The implementation of Wait() is straightforward, but we need to take care of the error handling. The Go Command.Wait() method returns an error of type ExitError when the process exits with a non-zero exit status. I don’t like that; in my book a process is free to have any return code, I don’t treat it as a hard error.

err := self.Cmd.Wait()
if err != nil {
    // test whether error is an ExitError
    exiterr, ok := err.(*exec.ExitError)
    if ok {
        exitcode := exiterr.ExitCode()
        // non-zero exit is not an error
        return exitcode, nil
    }
    // some other error occurred
    return -1, err
}
// exit code 0
return 0, nil

Note the syntax of the Go type assertion. The error type is actually a Go interface, implying that there may be many kinds of error. The type assertion uses (runtime) introspection to verify that this specific error is an ExitError.

Given all this, it’s easy to put together a fully functional subprocess.Run() function. One last gotcha: the process must always be waited on, otherwise we risk creating a zombie process. Either use Golang’s defer keyword, or avoid returning too early on error.

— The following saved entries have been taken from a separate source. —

PR #445, opened 2016-02-26
Change default data amount to 1200 points- about 3 years.

bjedrzejewski:
I think we should merge this first, to close the issue, rather than be dependent on bitflux adding features. This can be customized later as a separate feature.

Performance is good (can't see a difference).

### DIFF
--- a/package.json
+++ b/package.json
@@ -31,7 +31,7 @@
     "angular-animate": "^1.4.8",
     "angular-resource": "^1.4.8",
     "d3fc": "^5.2.0",
-    "BitFlux": "ScottLogic/BitFlux#cf81eab098cf6c6f4a4bd36269d9cfe21d4b449b",
+    "BitFlux": "bjedrzejewski/BitFlux#dddca873ab952c7d9f792c54155b4b73594e7ab3",
     "jquery": "^1.11.1",
     "malihu-custom-scrollbar-plugin": "^3.1.3",
     "moment": "^2.10.6"


package.json
```diff
@@ -31,7 +31,7 @@
     "angular-animate": "^1.4.8",
     "angular-resource": "^1.4.8",
     "d3fc": "^5.2.0",
-    "BitFlux": "ScottLogic/BitFlux#cf81eab098cf6c6f4a4bd36269d9cfe21d4b449b",
+    "BitFlux": "bjedrzejewski/BitFlux#dddca873ab952c7d9f792c54155b4b73594e7ab3",
```
owennw: Which version of BitFlux is this repo updated to?

owennw:
Would it be difficult for you to make a change to BitFlux to add this to their API and PR that in? @jleft

package.json
bjedrzejewski: Latest dev

bjedrzejewski:
I think expanding API would be ideal. This could go together with the API for setting and getting indicators.

package.json
owennw: The current BitFlux we're using is https://github.com/ScottLogic/BitFlux/commit/cf81eab098cf6c6f4a4bd36269d9cfe21d4b449b, so your change will actually be updated the version of BitFlux too. Do we want that?

bjedrzejewski: @owennw I would say say, but I don't have a strong preference.

akhmorgan: why is this now pointing to a forked version rather than the main bitflux repo?

akhmorgan: ah never-mind. Got it.

jleft:
We have an open PR to add this to the BitFlux API, it's a fairly straightforward change to make.

https://github.com/ScottLogic/BitFlux/pull/660

owennw:
Given the PR for BitFlux has now been merged, and this PR changes our version to use the latest dev anyway, can you re-work this PR to use the BitFlux repo and access the new API method?

bjedrzejewski:
This will be reworked using new api

PR #452, opened 2016-02-26
High level class comments

owennw:
Didn't want to go overboard here -- just added comments for classes that don't have a strict coupling to UI elements.


ColinEberhardt:
That level of documentation looks fine to me - thanks :-)

PR #454, opened 2016-02-26
Open repo when clicking on version number

### LINKED ISSUE #412: Include link to GH page in the app

WPFerg:
An attempt to resolve #412 without having to add an icon, and it shouldn't be too hard to add an icon in any case.

### DIFF
--- a/src/sidebars/sidebar-controller.js
+++ b/src/sidebars/sidebar-controller.js
@@ -7,7 +7,8 @@
     };
 
     class SidebarCtrl {
-        constructor() {
+        constructor(currentWindowService) {
+            this.currentWindowService = currentWindowService;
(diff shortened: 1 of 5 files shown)


src/sidebars/sidebar-controller.js
```diff
@@ -51,6 +51,10 @@
                 this._showFavourites = true;
             }
         }
+
+        openGithub() {
+            fin.desktop.System.openUrlWithBrowser('https://github.com/ScottLogic/bitflux-openfin');
+        }
```
owennw: Looks good, but can we run the `fin` API call through the current window service? Should be safer by using `ready` too.

WPFerg: Done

This post explains the code beginning to end. It’s not natural to get everything right the first time around; writing code is an iterative process where you refine and refactor until arriving at where you want to be. There was no time and space in this post to describe the iterations in detail. Other than that, note the features unique to Go that make this code tick.